Analyze images using a vision-capable GGUF language model.
How it works
Reads an image file (JPEG or PNG) from disk
Loads a vision-capable GGUF model via inference.LoadFile
Sends the image as part of an inference.Message with the Images field
Generates a text description or analysis using model.Chat
This uses the same multimodal API that powers the OpenAI-compatible /v1/chat/completions endpoint for vision requests.
Prerequisites
Requires a vision-capable model (e.g., LLaVA, Gemma 3 with vision encoder). Text-only models will ignore the image data.
Usage
go build -o vision-analysis ./examples/vision-analysis/
# Describe an image
./vision-analysis --model path/to/vision-model.gguf --image photo.jpg
# Ask a specific question about an image
./vision-analysis --model path/to/vision-model.gguf --image chart.png \
--prompt "What trend does this chart show?"
# With GPU
./vision-analysis --model path/to/vision-model.gguf --device cuda --image photo.jpg
Command vision-analysis demonstrates multimodal inference with image input.
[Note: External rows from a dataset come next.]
PR #5438, opened 2023-03-16
rewrite: Add option to force modifying the query

### LINKED ISSUE #5208: X-Accel-Redirect setup doesn't work due to strange behaior of rewrite
Hey ! I'm trying to configure a pretty simple X-Accel-Redirect kind of setup under **Caddy 2.6.2**, but think I encountered an issue that prevents me to do so.

My stripped down Caddyfile looks like this:

```
localhost {
    reverse_proxy service_a:5000 {
        @accel header X-Accel-Redirect *
        handle_response @accel {
            rewrite * {rp.header.X-Accel-Redirect}
            reverse_proxy service_b:5000
        }
    }
}
```

The `service_a` returns a response with a header `X-Accel-Redirect: /hello?some=param&some_other=param`. This is be picked by Caddy and rewritten so that this query is handled by `service_b`. The rewrite of the path works, but the GET params get swallowed and are not visible to `service_b` where I only see `/hello`.

It works as expected when I hardcode the same value in the caddy file like this (which IMO should be 100% equivalent).

```
localhost {
    reverse_proxy service_a:5000 {
        @accel header X-Accel-Redirect *
        handle_response @accel {
            rewrite * /hello?some=param&some_other=param
            reverse_proxy service_b:5000
        }
    }
}
```

Just to understand what's happening, I tried with some variants such as `rewrite * /hello?{rp.header.X-Accel-Redirect}` with just the paramters in the header. In this case, `service_b` sees `http://localhost/hello?some%3Dparam%26some_other%3Dparam`, so not good either.

Seems some rogue urlencoding happens, but I couldn't find anything in the doc about that.

Any pointer about how to solve this ? I searched through the issues but could not find anything about this exactly.

francislavoie:
Fix #5208

When a user wants to rewrite the URI, if they use a placeholder which might contain both the path and query, currently only the path portion of the placeholder will be used and the query is discarded.

This isn't ideal when the placeholder input comes from, for example, a response header from upstream when doing `X-Accel-Redirect` style intercepting of the response.

To work around this, we can add an option to force-enable query modifications, essentially marking the configured placeholder input as "trusted" in the sense that it's expected to contain a valid query part and not an injected `?` via URL encoding.

I'm not sure the implementation is completely correct. There's a test case I'm not quite sure how we want to handle, i.e. the placeholder only having a query and no path. Is that something we care to support? If not I can remove that `TODO` comment.

### DIFF
--- a/modules/caddyhttp/rewrite/rewrite.go
+++ b/modules/caddyhttp/rewrite/rewrite.go
@@ -92,6 +92,17 @@ type Rewrite struct {
 	// Mutates the query string of the URI.
 	Query *queryOps `json:"query,omitempty"`
 
+	// If true, the rewrite will be forced to also apply to the
+	// query part of the URL. This is only needed if the configured
+	// URI does not include a '?' character which is normally used
+	// to determine whether the query should be modified. In other
+	// words, this allows rewriting both the path and query when
+	// using a placeholder as the replacement value, whereas otherwise
+	// only the path would be rewritten because the placeholder itself
+	// does not contain a '?' character. Only use this if the placeholder
+	// is trusted to not be vulnerable to query injections.
+	ForceModifyQuery bool `json:"force_modify_query,omitempty"`
+
 	logger *zap.Logger
 }
 
@@ -222,7 +233,8 @@ func (rewr Rewrite) Rewrite(r *http.Request, repl *caddy.Replacer) bool {
 			var injectedQuery string
 			newPath, injectedQuery = before, after
 			// don't overwrite explicitly-configured query string
-			if query == "" {
+			// unless configured explicitly to do so
+			if query == "" || rewr.ForceModifyQuery {
 				// the injected query came from the first-pass placeholder
 				// expansion above, which means any '{' or '}' bytes in it
 				// must have come from replacement values (e.g. a request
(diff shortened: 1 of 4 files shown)


mholt:
Thanks for proposing this Francis, I'll try to get around to reviewing this soon. (Sorry for the delay. I'm also curious about this versus #5504)

modules/caddyhttp/rewrite/rewrite.go
```diff
@@ -88,6 +88,17 @@ type Rewrite struct {
...
+	// If true, the rewrite will be forced to also apply to the
+	// query part of the URL. This is only needed if the configured
+	// URI does not include a '?' character which is normally used
+	// to determine whether the query should be modified. In other
+	// words, this allows rewriting both the path and query when
+	// using a placeholder as the replacement value, whereas otherwise
+	// only the path would be rewritten because the placeholder itself
+	// does not contain a '?' character. Only use this if the placeholder
+	// is trusted to not be vulnerable to query injections.
+	ModifyQuery bool `json:"modify_query,omitempty"`
```
mholt, line 100: What if we call this `SpanComponents` or something a little more precise? It looks like what this change really does is make a single placeholder able to span URI components.

mholt (commented):
This LGTM, but I have a nit regarding the naming :upside_down_face:

modules/caddyhttp/rewrite/rewrite.go
francislavoie: That makes me think of a `<span>` JS component. That name doesn't bring any mental association to what it does to me.

mholt: Hmm. I mean, obviously this is a backend context (a rewrite middleware) where we're talking about the URI... but I can see why you'd have that correlation.

What about `AllowExpansion` or something?

francislavoie: I decided to go with `force_modify_query`, adding the `force_` prefix, similar to other examples we've had like `force_automate`

PR #5439, opened 2023-03-17
H2 without tls conn

coolaj86:
Re: https://github.com/caddyserver/caddy/pull/4929

Just in case this saves you a little bit of work @WeidiDeng.

### DIFF
--- a/modules/caddyhttp/app.go
+++ b/modules/caddyhttp/app.go
@@ -356,6 +356,11 @@ func (app *App) Start() error {
 				return context.WithValue(ctx, ConnCtxKey, c)
 			},
 		}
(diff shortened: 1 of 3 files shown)


modules/caddyhttp/app.go
```diff
@@ -382,9 +393,6 @@ func (app *App) Start() error {
 
 		// enable H2C if configured
 		if srv.protocol("h2c") {
-			h2server := &http2.Server{
```
coolaj86, line 385: This bit probably needs to be brought over.

mholt:
Closing, if there's still something needed here though maybe we can continue to discuss it.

It loads a vision-capable GGUF model, reads an image file, and asks the model
to describe or analyze the image. This uses the same inference.Message API
that the OpenAI-compatible server uses for vision requests.
Usage:
go build -o vision-analysis ./examples/vision-analysis/
./vision-analysis --model path/to/vision-model.gguf --image photo.jpg
./vision-analysis --model path/to/vision-model.gguf --image photo.jpg --prompt "What objects are in this image?"